Très bien, donc on continue de s’allier et de lutter, il y a plein d’exemples de luttes d’ailleurs, donc c’est quand même un secteur où c’est très vivace dans le livre, on voit ce que soient les carrières, les gravières, à chaque fois qu’il y a de l’artificialisation, il y a des luttes.
Je ne l’ai peut-être pas assez dit, mais je pense qu’il y a des luttes et des mobilisations à tous les niveaux. Je pense là, à des syndicats autour des locataires, enfin, en fait, pour revendiquer justement les droits de locataires, donc les questions de mal logement, mais aussi, justement, plein de collectifs qui luttent contre les carrières, qui se constituent, ce qui est hyper intéressant, c’est en fait de voir comment tout fait système. C’est qu’en fait, il peut y avoir une carrière en Normandie et une carrière dans le sud-est de la France. Et en fait, c’est systématiquement les mêmes mécanismes qui opèrent donc, il y a eu plein de coalitions qui se sont formées ces dernières années autour de la question des projets autoroutiers. Donc, il y a la “Déroute des Routes”, qui est une coalition de plein de collectifs et d’Assos partout en France qui luttent contre des projets routiers. Et pareil pour la question des carrières une coalition qui s’est montée de toutes petites assos et ça va d’une petite carrière de 7 hectares à une autre qui fait 60 hectares.

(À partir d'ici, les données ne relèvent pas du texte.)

Issue #1651, opened 2026-04-19
[Request] Bring back cosmetic color options for Double Defense hearts and Chateau magic only


SuperBro64:
I recently learned that a previous pull request (https://github.com/HarbourMasters/2ship2harkinian/pull/1562) significantly simplified the heart and magic meter cosmetic color options by reducing them down to just one for each.

While I understand the point made in that pull request about how most players would just randomize everything regardless, and the separate options for the heart/magic borders, beating heart, and consumed magic do seem excessive, I still think the pull request went too far in also lumping together the Double Defense hearts with normal hearts and the Chateau magic meter with the normal magic meter.

Compared to the other removed options, the DD hearts and Chateau magic feel different enough that I think they should still be available to change for greater customizability. Additionally, connecting the Chateau magic to the normal magic removes the fact that the original game used a separate color for the Chateau magic to make it easier to recognize beyond just the flashing border.

So all I'm suggesting here is to at least bring back in the cosmetic options for the Double Defense hearts and the Chateau magic meter.

SuperBro64:
Completed by #1891.

PR #1891, opened 2026-08-17
Moar Cosmetics

garrettjoecox:
woohoo.

- new cosmetics
  - Kaleido
  - Epona
  - Rupees
  - FD Tunic
  - Dungeon Items (stray/boss key/small key) (I sort of want to lock these by default.. but leaving them in default for now)
  - a few more
- New silly options
  - average texture shader (first custom shader example!)
  - longoron
  - a few more
- Fixes for recoloring some HD textures
  - I can't really guarantee this is going to work with all texture packs, it generally assumes your texture is going to be colored like a vanilla texture (eg your hair is a gradient of yellow). But it is at least verified to work with @GhostlyDark 's reloaded.
  - Zora recoloring is more complicated.. it doesn't look horrible but it doesn't look great, I will have to revisit it another time.
  - Rainbow mode with HD textures should be _way_ less laggy (still not great maybe, but way better)
- Moved the texture shading functions to a separate file

Will be blocked by https://github.com/Kenix3/libultraship/pull/1247

### Build Artifacts
  - [2ship-mac.zip](https://nightly.link/HarbourMasters/2ship2harkinian/actions/artifacts/9785938012.zip)
  - [2ship-linux.zip](https://nightly.link/HarbourMasters/2ship2harkinian/actions/artifacts/9785924707.zip)
  - [2ship-windows.zip](https://nightly.link/HarbourMasters/2ship2harkinian/actions/artifacts/9785840578.zip)

### DIFF
--- a/mm/src/code/z_player_lib.c
+++ b/mm/src/code/z_player_lib.c
@@ -50,6 +50,7 @@
 #include "2s2h/BenPort.h"
 #include "2s2h/GameInteractor/GameInteractor.h"
 #include "2s2h/Enhancements/FrameInterpolation/FrameInterpolation.h"
+#include "2s2h/BenGui/CosmeticEditor.h"
 #include <libultraship/bridge/consolevariablebridge.h>
 #include <libultraship/bridge/resourcebridge.h>
 
@@ -2501,6 +2502,8 @@ s32 Player_OverrideLimbDrawGameplayCommon(PlayState* play, s32 limbIndex, Gfx** 
         }
 
         if (limbIndex == PLAYER_LIMB_HEAD) {
+            CosmeticEditor_ApplySillyLimbScale(CVAR_COSMETIC("Silly.LinkHeadScale"), pos);
+
             rot->x += player->headLimbRot.z;
             rot->y -= player->headLimbRot.y;
             rot->z += player->headLimbRot.x;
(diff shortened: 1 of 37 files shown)


Jameriquiah:
bout time we got fd tunic lol good stuff

SuperBro64:
Thanks for your work on this! Would it be possible to also bring back the cosmetics for Double Defense hearts and Chateau magic that got removed in (https://github.com/HarbourMasters/2ship2harkinian/pull/1562), as I mentioned in this issue (https://github.com/HarbourMasters/2ship2harkinian/issues/1651)?

garrettjoecox:
> Thanks for your work on this! Would it be possible to also bring back the cosmetics for Double Defense hearts and Chateau magic that got removed in (#1562), as I mentioned in this issue (#1651)?

Sure

mm/src/code/z_player_lib.c
```diff
@@ -2699,6 +2703,8 @@ s32 Player_OverrideLimbDrawGameplayDefault(PlayState* play, s32 limbIndex, Gfx**
                 }
 
                 *dList = rightHandDLists[sPlayerLod];
+                CosmeticEditor_SplitHeldItem(dList, CVAR_COSMETIC("Silly.LinkShieldScale"));
```
Eblo, line 2706: Unless I'm missing something, this does not seem to actually scale shields.

garrettjoecox: Are you holding the shield? I didn't really want to bother with it on his back but maybe I should try
Screenshot 2026-08-24 at 11 00 12 PM

Eblo: oops, that would be it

Et en fait, donc ça revient à ce que je disais de comment on fait lien parce qu’en fait ça a permis et ça permet à ces assos de se partager des retours d’expérience mais aussi, et c’est la même chose pour les locataires, c' est la même choses pour la question de la démolition des barres de logements d’alliances qui se constituent sur se faire des partages de retours d’expérience, de démarches à suivre et de se donner de la force aussi sur des stratégies de protestation et en fait ça crée une espèce de ramification d’un grand réseau qui essaye de lutter contre des projets bétonnés ou des projets qui dégradent encore plus fortement nos façons d’habiter.
Merci Léa pour cette émission. Je rappelle que tu es architecte, scénographe et militante aux Soulèvement de la Terre et que tu as écrit « Désarmer le béton, ré-habiter la Terre ».